Flaubert vu par Marcel Proust

Marcel Proust, « À propos du style de Flaubert », 1920

« J’ai été stupéfait, je l’avoue, de voir traiter de peu doué pour écrire un homme qui, par l’usage entièrement nouveau et personnel qu’il a fait du passé défini, du passé indéfini, du participe présent, de certains pronoms et de certaines prépositions, a renouvelé presque autant notre vision des choses que Kant, avec ses Catégories […].
Et il n’est pas possible à qui est un jour monté sur ce grand Trottoir roulant que sont les pages de Flaubert, au défilement continu, monotone, morne, indéfini, de méconnaître qu’elles sont sans précédent dans la littérature. […] il y a une beauté grammaticale […] qui n’a rien à voir avec la correction.

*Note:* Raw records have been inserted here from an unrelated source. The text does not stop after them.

PR #815, opened 2023-04-14
CEQ: move test pattern config from the XSL template to the POM config

aloubyansky:
@ppalaga @zbendhiba would you mind moving the test pattern config from the XSLT to the POM?


zbendhiba:
LGTM!

ppalaga (approved):
Looks good, thanks!

zbendhiba (approved):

C’est d’une beauté de ce genre que Flaubert devait accoucher laborieusement. […]
Cet imparfait, si nouveau dans la littérature, change entièrement l’aspect des choses et des êtres, comme font une lampe qu’on a déplacée, l’arrivée dans une maison nouvelle, l’ancienne si elle est presque vide et qu’on est en plein déménagement. C’est ce genre de tristesse, fait de la rupture des habitudes et de l’irréalité du décor, que donne le style de Flaubert, ce style si nouveau quand ce ne serait que par là. Cet imparfait sert à rapporter non seulement des paroles mais toute la vie des gens. »

« À propos du style de Flaubert », Nouvelle Revue Française, janvier 1920, Contre Sainte-Beuve, pp. 586-587 et 590.